:: Records shown ::

Issue #782, opened 2026-08-29
subscriptions: per-subscription 24h delivery series for the Last 24 hrs sparkline


angela-helios:
The Subscriptions frame (405:2 in Brett's Figma) draws a per-subscription sparkline in the LAST 24 HRS column. `SubscriptionsSnapshot` (`crates/observability/src/subscriptions.rs`) carries only aggregate 24-hour counters (`delivered_24h`, `first_try_24h`, `failed_24h`) — there is no time series to draw, and #767 renders the real count instead of faking a curve (#555's rule).

To land the sparkline the engine needs a small rolling per-subscription series (e.g. hourly delivery buckets over the last 24h) surfaced through the snapshot:

- `SubscriptionRow` gains something like `delivered_hourly: [u64; 24]` maintained next to the existing rolling counters
- The UI renders it as an inline SVG polyline (no JS, no external libs), green for active, red for failing, dotted amber for idle — per the frame

Extending the snapshot contract is engine work, which #767 scoped out; this issue tracks it.

Issue #586, opened 2026-08-19
subscriptions: delivery instrumentation — per-window counts and first-try success rate


angela-helios:
The second half of #580. The operator page ships with the delivery-window figures deliberately absent because the engine records no delivery history: nothing counts outcomes over time, so the design's **DELIVERED IN 24 H** card (with its first-try success rate) and the table's **LAST 24 HRS** column cannot be filled honestly.

## Proposal

In-memory rolling buckets in the engine, matching the dashboard's `DashboardWindow::LastDay` shape (48 × 30-minute epoch-aligned buckets):

- Per subscription: delivery outcomes bucketed as success / retryable error / permanent error, plus first-try vs after-retry on success — recorded at the dispatch call sites the engine already runs through (`dispatch_with_retry`, the websocket broadcast, email, messaging).
- Exposed through the `helios-observability` subscriptions provider: per-row `sent_24h` / `fails_24h`, and tenant totals `delivered_24h` + first-try rate.
- UI: the fourth card becomes DELIVERED IN 24 H with the rate as its qualifier, and the table gains the LAST 24 HRS column — per the design.

In-memory means the window resets with the process, like the rest of the engine's volatile state — same trade-off, stated in the module docs. A persisted delivery log (durable across restarts, queryable per subscription) stays out of scope here; if operators need it, that is its own issue with cross-backend storage work.

## Acceptance criteria

- [ ] Delivery outcomes recorded at every channel's dispatch path, bucketed per subscription.
- [ ] Ring arithmetic covered by unit tests (rotation, epoch alignment, window boundaries, counter overflow).
- [ ] Provider carries the per-row and total figures; absent (`None`) when the engine is off — never zeroes posing as data.
- [ ] The card and column render real figures, localized en/es/de, covered in the Rust ring and the e2e specs.
- [ ] No measurable dispatch-path overhead (a couple of atomic bumps per delivery).

Related: #580 (the page), #555 (the honesty rule this follows).

PR #783, opened 2026-08-29
feat(ui): subscriptions nav always present; page built out to the frame

### LINKED ISSUE #767: ui: Subscriptions nav entry is hidden unless the engine is running, and the page needs building out to the design
## Summary

Two parts, both on the Subscriptions page:

1. The left-nav entry is hidden unless the subscriptions engine happens to be running, so on a default `hfs` build the page has no way in — even though the page already knows how to explain itself when the engine is off.
2. Build the page out to the design.

Design frame: <https://www.figma.com/design/CcLtq79cH2aHv4Ii9aNQTP/Untitled?node-id=405-283>

---

### Current behavior

`crates/ui/templates/layouts/base.html:156-162`:

```html
<!-- Visible only when the subscriptions engine is advertised (#580). -->
{% if status.subscriptions_enabled() %}
<a class="nav-item" href="/ui/subscriptions" ...>
{% endif %}
```

`subscriptions_enabled()` (`crates/ui/src/lib.rs:390-392`) returns `helios_observability::subscriptions::enabled()`, which is true only while a `SubscriptionsProvider` is registered (`crates/observability/src/subscriptions.rs:76-78`). Registration happens in exactly one place — `crates/rest/src/lib.rs:875-880` — behind two gates:

- the `subscriptions` cargo feature (`crates/rest/src/lib.rs:773`), and
- `HFS_SUBSCRIPTIONS_ENABLED`, which **defaults to false**: `.unwrap_or(false)` (`crates/rest/src/lib.rs:775-777`).

So on a default run the nav entry does not exist and the feature is invisible.

### Why this is the wrong gate

The page **already handles the engine being off**. `crates/ui/templates/pages/subscriptions.html:11-13`:

```html
{% if !available %}
<div class="card notice">{{ i18n.t("subs-unavailable") }}</div>
{% else %}
```

`available` is `snapshot.is_some()` (`crates/ui/src/subscriptions.rs:80`), and the module doc calls this "an explained unavailable state" (`:8`). Hiding the nav entry makes that state **unreachable through the UI** — you can only see it by typing the URL. The explanation exists and nobody can find it.

Subscriptions is also the only feature that hides itself this way. Bulk Import, Bulk Export, and Tenants all render an unconditional nav entry and degrade on the page — `crates/ui/templates/pages/bulk-export.html:12-13` is the same `{% if !available %}` shape with the same intent (`bulk-export-unavailable`). Their nav entries at `crates/ui/templates/layouts/base.html:86-92` carry no condition.

### Expected behavior

The Subscriptions entry is always present in the Tools section. With the engine off, the page explains that it is off and how to turn it on — naming `HFS_SUBSCRIPTIONS_ENABLED` and the `subscriptions` build feature, since "unavailable" alone does not tell an operator what to do.

Worth considering: whether the entry should render in a disabled/muted state rather than as a live link when the engine is off. That is a design call; the frame may already answer it.

---

### Current state

`crates/ui/templates/pages/subscriptions.html` (111 lines) renders four `stat` cards and one `data-table` of subscriptions — id/topic, channel/endpoint, a status tag, and three counters. It is entirely read-only: no create, edit, delete, retry, or drill-down. Sort is a plain-links menu (`:47-57`).

### Known gaps to check against the frame

- **Two stale comments claim data is missing that has since landed.** `crates/ui/src/subscriptions.rs:12` says "Deliberately absent: per-window delivery counts and success rates", and `crates/ui/templates/pages/subscriptions.html:15-16` says the delivery-window card "waits for engine instrumentation (#580)". Both are out of date — #586 landed that instrumentation, and `last24` (`crates/ui/src/subscriptions.rs:38`), `delivered` (`:50`), and `rate` (`:53`, computed at `:91-94`) are all wired. Remove the comments, and confirm the cards present the data the frame asks for.
- **No per-subscription detail view.** The table is terminal; there is nowhere to go for one subscription's history or errors.
- **No actions.** If the frame shows retry, pause, or delete affordances, none exist today, and each needs a REST path decided — `crates/rest/src/handlers/subscriptions.rs` is the surface.
- **Column alignment.** `subs-col-last24`, `-sent`, and `-fails` use `col-num` (`crates/ui/templates/pages/subscriptions.html:67-69`, `:97-99`), which is right-aligned. #758 and #760 are changing that shared class's usage on other pages; whatever convention those settle on should apply here rather than diverging.
- **Status tag colors** already use `tag--active` / `tag--error` / `tag--idle` / `tag--requested` / `tag--muted` (`:84-96`). Confirm the frame's palette matches before adding variants.

### Constraints

Server-rendered HTMX, no SPA framework, no bundler, vendored assets only, and a working no-JS path asserted by the `nojs` Playwright project — `crates/ui/README.md:15-45` and `:75-80`. Any new copy needs keys in all three catalogs under `locales/`; `crates/ui/src/i18n.rs:323` enforces parity.

## Acceptance criteria

- [ ] The Subscriptions nav entry is present regardless of whether the engine is running
- [ ] With the engine off, the page names `HFS_SUBSCRIPTIONS_ENABLED` and the `subscriptions` feature rather than saying only "unavailable"
- [ ] A decision is recorded on whether the nav entry renders disabled when the engine is off
- [ ] The page matches the linked frame; anything in the frame that needs engine or REST work not yet present is filed as a follow-up rather than faked
- [ ] The two stale "deliberately absent" comments are removed
- [ ] Column alignment follows whatever convention #758/#760 settle on
- [ ] New strings present in `locales/en`, `locales/es`, and `locales/de`
- [ ] `nojs` Playwright project passes for `/ui/subscriptions`

## Scope / out of scope

- In scope: the nav entry and the `/ui/subscriptions` page.
- Out of scope: changing the default of `HFS_SUBSCRIPTIONS_ENABLED`. Showing the nav entry does not mean starting the engine — that stays an operator decision.
- Out of scope: engine work behind any figure the frame asks for and the snapshot does not carry. `SubscriptionsSnapshot` (`crates/observability/src/subscriptions.rs`) is the contract; extending it is a separate change.

angela-helios:
Closes #767.

## Nav entry

Always present in Tools, like Bulk Import / Bulk Export / Tenants — the conditional `subscriptions_enabled()` gate and its `Status` plumbing are removed. **Decision recorded:** the entry stays a live link with the engine off rather than rendering disabled — that matches how every other feature page degrades, and the frame shows no disabled nav treatment. With the engine off, the page now names `HFS_SUBSCRIPTIONS_ENABLED=true` and `--features subscriptions` instead of a bare "unavailable".

## Page vs the frame (405:2)

- Cards reordered to **Active / Failing / Idle / Delivered in 24 h**, with status dots on the first three labels and the frame's sub-lines (`delivering`, `Needs attention`, `No clients`, `{rate}% first try`).
- The STATUS column renders **dots with plain labels** (Active / Error / 0 clients / Requested / Off) instead of pill tags; the publication-status block reclaims `.tag--active` now that the subscription pills are gone.
- A failing row carries the frame's **red left edge** (`row--alert`).
- The sort control gets the SORT label / value / chevron treatment; options stay the honest three (Status / Most sent / Fail streak) since the snapshot has no recency field.
- Numeric columns inherit #758's left alignment via the shared `col-num`.
- The two stale "deliberately absent" comments are removed — #586 landed the 24-hour instrumentation and the cards/columns show it.

**Not faked:** the frame's per-row 24-hour sparkline needs a per-subscription time series `SubscriptionsSnapshot` does not carry. Filed as #782; the column shows the real count until the engine grows the series.

## Tests

- `subscriptions_http.rs` reworked: the off state asserts the switch and build feature are named and the nav entry is present either way; the live phase asserts dots, the red row edge, and that the pills are gone.
- Playwright `subscriptions.spec.ts` restructured: the nav test never skips; a new off-state test covers the explained copy (runs on default local builds); the live-state tests keep their engine-on skip for CI.
- New strings landed in `en`/`es`/`de` (parity enforced); a11y, design-system, no-cdn, and nojs rings green.

### DIFF
--- a/crates/ui/assets/app.css
+++ b/crates/ui/assets/app.css
@@ -2846,12 +2846,12 @@ details.json-fold[open] > summary .icon {
 
 /* FHIR publication-status tags (HTS browsers + resource detail headers).
    Distinct from the .tag--stored/config/conflict family: those describe
-   configuration/lint outcomes, these describe a resource's own status.
+   configuration/lint outcomes, these describe a resource's own status. */
+.tag--active {
+  background: var(--ok-soft);
+  color: var(--ok);
+}
 
-   `active` is deliberately absent here: the subscription-state block below
-   already defines `.tag--active` with the identical treatment, and defining
-   it twice is what `design-system.spec.ts` forbids. FHIR's `active` status
-   and a live subscription happen to want the same pill. */
 .tag--draft {
   background: var(--warn-soft);
   color: var(--warn);
@@ -2868,22 +2868,38 @@ details.json-fold[open] > summary .icon {
   border: 1px solid var(--surface-border);
   color: var(--muted);
 }
-/* Subscription states (#580): the cards and the STATUS column share this
-   vocabulary — active delivers, idle has no listeners, error needs attention. */
-.tag--active {
-  background: var(--ok-soft);
-  color: var(--ok);
+
+/* Subscription states (#580, reshaped to the frame in #767): the cards and
+   the STATUS column share a dot vocabulary — green delivers, amber has no
+   listeners, red needs attention. */
+.status-dot {
+  display: inline-block;
+  width: 8px;
+  height: 8px;
+  margin-right: 7px;
+  border-radius: 50%;
+  vertical-align: baseline;
 }
 
-.tag--idle,
-.tag--requested {
-  background: var(--warn-soft);
-  color: var(--warn);
+.status-dot--ok {
+  background: var(--ok);
 }
 
-.tag--error {
-  background: var(--danger-soft);
-  color: var(--danger);
+.status-dot--danger {
+  background: var(--danger);
+}
+
+.status-dot--warn {
+  background: var(--warn);
+}
+
+.status-dot--muted {
+  background: var(--muted);
+}
+
+/* A failing row carries the frame's red left edge. */
+.data-table tr.row--alert > td:first-child {
+  box-shadow: inset 3px 0 0 var(--danger);
 }
 
 /* Bulk Export job states (#537) — the same status-pill vocabulary. */
@@ -2913,6 +2929,21 @@ details.json-fold[open] > summary .icon {
 
 .subs-sort summary.btn::-webkit-details-marker {
   display: none;
+}
+
+.subs-sort__label {
+  color: var(--muted);
+  font-size: 9px;
+  letter-spacing: 0.05em;
+  text-transform: uppercase;
+}
+
+.subs-sort__chevron {
+  transition: transform 120ms ease;
+}
+
+.subs-sort[open] .subs-sort__chevron {
+  transform: rotate(180deg);
 }
 }
 
--- a/crates/ui/e2e/tests/subscriptions.spec.ts
+++ b/crates/ui/e2e/tests/subscriptions.spec.ts
@@ -7,30 +7,39 @@ import { test, expect } from "../pages/fixtures";
 // with an injected provider (crates/ui/tests/subscriptions_http.rs).
 //
 // CI builds hfs with the `subscriptions` feature; a local binary built with
-// plain defaults compiles the engine out, so these skip on the unavailable
-// state rather than failing the local run.
+// plain defaults compiles the engine out, so the live-state tests skip on the
+// unavailable state rather than failing the local run. The nav entry and the
+// explained off state are engine-independent (#767) and never skip.
 test.beforeEach(async ({ page }) => {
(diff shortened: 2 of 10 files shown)


angela-helios:
## Screenshots

**Engine off** — nav entry present, the page names the switch and build feature:

engine off

**Engine on** — cards per the frame (dots, order, sub-lines), dot-styled status column ready; populated rows are covered by the Rust ring with an injected provider, and the 24 h sparkline is tracked in #782:

engine on

smunini (approved):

:::

#### Exercise aim:
For this task, write out exactly the lines of the entries above, starting at the line with "- The UI renders" and ending at the line with "Issue #586, opened 2026-08-19", both included, and no others.

#### Response:
- The UI renders it as an inline SVG polyline (no JS, no external libs), green for active, red for failing, dotted amber for idle — per the frame

Extending the snapshot contract is engine work, which #767 scoped out; this issue tracks it.

Issue #586, opened 2026-08-19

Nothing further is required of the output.